To balance these approaches, companies establish rhythms of change. A Fortune 20 retailer’s CEO maintains AI as a standing topic in monthly VP meetings, and a cross-functional steering committee aligns adoption and use cases. Departmental staff meetings include an “AI moment” for sharing experiences. Organizations also plan for experiments to fail, recognizing that approximately 80% of AI projects may not meet initial productivity goals. A Fortune 500 organization does not redesign jobs until there is “convincing evidence” AI will increase efficiency. Review cycles are implemented to capture lessons from employees at lower levels, ensuring failures fuel learning. Measuring impact over activity is also critical. Zendesk Senior VP of Engineering Nan Guo uses a balanced scorecard of six engineering productivity metrics, including cycle time and change failure rate, rather than superficial indicators like logins or prompt counts. Formalizing peer networks, such as Uber’s initiative that identified 53 early AI champions across functions, fosters internal learning communities and engagement.

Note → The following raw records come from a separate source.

Issue #778, opened 2015-06-08
@RequestParam Field With Default Value Marked Required


kevinconaway:
If I have a `@RequestParam` field with a default value like:

`@RequestParam(value = "start", defaultValue = "0") int start`

Springfox will still mark this field as _required_ in the swagger.json.  Per the contract in [@RequestParam](http://docs.spring.io/spring/docs/current/javadoc-api/org/springframework/web/bind/annotation/RequestParam.html#defaultValue--):

> Supplying a default value implicitly sets required() to false.

It looks like the `ParameterRequiredReader` should also check if the `@RequestParam` has a _defaultValue_ on it and if so, not set the field to be required.

Happy to submit a PR for this if you wish.

dilipkrish:
sure, that would be awesome!

dilipkrish:
Fixed via #782

rawit:
I just ran in to this issue and were happy it seems to be fixed in 2.0.2. 

But I am using 2.6.0 so I am a little bit confused.

Mumi-aboaya:
If have the following example:
@RequestParam(value = "foo", defaultValue = "")
This will result in an required field even though it is not.
Just looked at the commit mentioned above.
There is a check for null AND not empty.
You should remove the "not empty" check as this is entirely up to the developer to decide.
For now, my fix is to use the following syntax:
@RequestParam(value = "foo", defaultValue = "", required = false)

dilipkrish:
@Mumi-aboaya By default RequestParam#required() is true. Just because it has a default value it doesnt make it not required.

Mumi-aboaya:
Please read the first post.
Also this is taken from the documentation:

> String org.springframework.web.bind.annotation.RequestParam.defaultValue() : 
> "\n\t\t\n\t\t\n\uE000\uE001\uE002\n\t\t\t\t\n"
> The default value to use as a fallback when the request parameter is not provided or has an empty value.  Supplying a default value **implicitly sets required to false**.

Basically the code should go from:
` boolean missingDefaultValue = ValueConstants.DEFAULT_NONE.equals(defaultValue) || (defaultValue == null || defaultValue.length() == 0);`

to:
` boolean missingDefaultValue = ValueConstants.DEFAULT_NONE.equals(defaultValue);`

Anything other than **ValueConstants.DEFAULT_NONE** should be considered set by code, hence required should be set to false.

dilipkrish:
[...]

PR #782, opened 2015-06-09
#778 Take @RequestParam(defaultValue) in to account when marking para…

kevinconaway:
…meter required.

@dilipkrish PR for #778


dilipkrish:
Thanks!! :metal:

PR #791, opened 2015-06-15
Updated documentation to show an example of springfox-staticdocs

RobWin:
Updated documentation to show an example of springfox-staticdocs.
Updated some broken URLs and code examples.


dilipkrish:
Thanks!

PR #831, opened 2015-07-03
Changes to allow for readOnly property in swagger 2

jfearon:
Changes added to process @ApiModelProperty(readonly=true).

Altered model tests, and propery spec test to ensure new flag was set correctly.

### DIFF
--- a/springfox-core/src/main/java/springfox/documentation/builders/ModelPropertyBuilder.java
+++ b/springfox-core/src/main/java/springfox/documentation/builders/ModelPropertyBuilder.java
@@ -32,6 +32,7 @@ public class ModelPropertyBuilder {
   private String qualifiedType;
   private int position;
   private Boolean required;
+  private Boolean readOnly;
   private String description;
   private AllowableValues allowableValues;
   private String name;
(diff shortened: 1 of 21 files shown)


dilipkrish:
Everything looks good! thanks for the PR! However, Im curious how this did not affect any of the contract tests :confused:

jfearon:
Do you have a preference for what model gets changed in the contract tests?  Or shall i just add a new variable to one of the classes?

dilipkrish:
Without changing any models, based on the pr I'd expect model properties to have readOnly properties to all be defaulted to false and consequently show up in the contract tests (for swagger2) as false. Wondering why that's not the case.

Regarding which model to add the behavior, any models in the feature demonstration service would be perfect.

jfearon:
Ah I see.  I assumed that this was why the required flag was Boolean not boolean and that some magic was happening, but I did not investigate further.  
I'll add a new instance variable to the Example class and change the tests.

dilipkrish:
I think the fact that you made it a `Boolean`  is perfect we don't want to change that. Probably use the `Optional.fromNullable().orNull()`  pattern instead of `Optional.fromNullable().or(false)`

dilipkrish:
Having said that, the logic for the required flag is probably not right too :) i can fix that

PR #847, opened 2015-07-15
Link to minified swagger-ui

ejain:
This reduces the amount of data that needs to be transferred by 2mb!


Lucas-C:
Directly related: https://github.com/api-platform/core/issues/3008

Successful leaders navigate the complexities of AI by treating these tensions as design features rather than flaws. They remain adaptable, recognizing that the optimal path forward is provisional. “Fifty percent of what we teach you will turn out to be wrong,” a Harvard Medical School dean reportedly told incoming students, reflecting the uncertainty in AI implementation. Leaders who exhibit humility and cultivate organizational flexibility will be best equipped to continuously learn and adapt as the technological landscape evolves.